Si Selena opinaba lo mismo, lo disimuló muy bien. Había algo en Paulie que empañaba hasta sus intentos por halagar. La joven le dio las gracias, retiró la mano y reprimió la tentación de limpiársela en los vaqueros. Paulie tenía las palmas húmedas.

– Su habitación está lista -dijo Delia con amabilidad-. Las chicas la acompañarán arriba.

Carrie y Billie se hicieron cargo de ella de inmediato y la guiaron escaleras arriba sin darle tiempo a protestar. Paulie las siguió y, para cuando llegaron al mejor dormitorio de invitados, había conseguido colocarse delante y abrir la puerta.

– Solo lo mejor para nuestra famosa invitada -comentó.

Como Selena no era famosa y lo sabía, aquello solo logró que lo mirara con desaprobación. No le gustaba aquel chico y se alegró cuando Carrie salió de la estancia con él.

Miró a su alrededor. La habitación, amplia, estaba decorada en blanco, malva y rosa, los colores predilectos de Delia. La alfombra era de un tono rosa delicado que hizo que Selena mirara si tenía barro en las botas. Las cortinas eran malvas y rosas y la enorme cama de columnas tenía cortinas blancas de red. Probó el colchón con cuidado y calculó que allí podían dormir cuatro personas.

El baño resultaba igual de femenino y de lujoso, con una bañera en forma de caracola grande. No era el estilo de Selena, que habría preferido una ducha, pero el gorro no era lo bastante grande para cubrir la gasa de la frente, así que llenó la bañera.

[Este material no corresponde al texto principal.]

PR #5263, opened 2026-03-29
objects/security_laser: add heavy trigger support

### LINKED ISSUE #5225: [Feature] Add the ability for TR3 tripwires to activate heavy triggers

Disfrutó del placer del agua caliente y dejó que calmara sus huesos. Buscó entre los jabones hasta dar con el menos perfumado y se enjabonó con él.

Miró una hilera de frasquitos colocados sobre un estante, y cada uno lleno con cristales de un color diferente. Tomó uno con curiosidad, le quitó la tapa y arrugó la nariz ante el aroma, más potente que el de los jabones. Se apresuró a taparlo, pero tenía los dedos resbaladizos y el frasco cayó al agua y chocó contra el fondo con un ruido raro. Selena lanzó un grito de sorpresa.

Leo, que se hallaba en su cuarto situado enfrente, se disponía a entrar en la ducha y acababa de quitarse la camisa cuando oyó el grito. Salió al pasillo y se paró a escuchar. Silencio. Luego oyó otro grito.

Llamó a la puerta.

– ¿Hola? ¿Se encuentra bien?

– No del todo -llegó la voz débil de ella.

Leo abrió la puerta, pero no vio a nadie.

– ¿Hola?

– Estoy aquí.

Se acercó con cuidado a la puerta del baño, intentando no inhalar el aroma dulce e intenso que salía de allí y rodeaba su cabeza como una nube.

– ¿Puedo pasar? -preguntó.

– Si no lo hace, me quedaré aquí atrapada para siempre.

Avanzó con cautela y miró la caracola rosa. Selena estaba en el centro con los brazos cruzados sobre el pecho y lo miraba con miedo.

– He roto un frasco de cristales -dijo con desesperación.

El hombre miró a su alrededor.

– ¿Dónde?

– En la bañera. Hay cristales rotos por todas partes debajo del agua, pero no veo dónde están y no me atrevo a moverme.

– Vale, no se asuste -encontró una toalla blanca y se la tendió sin mirarla.

– Ya puede mirar -dijo ella un instante después.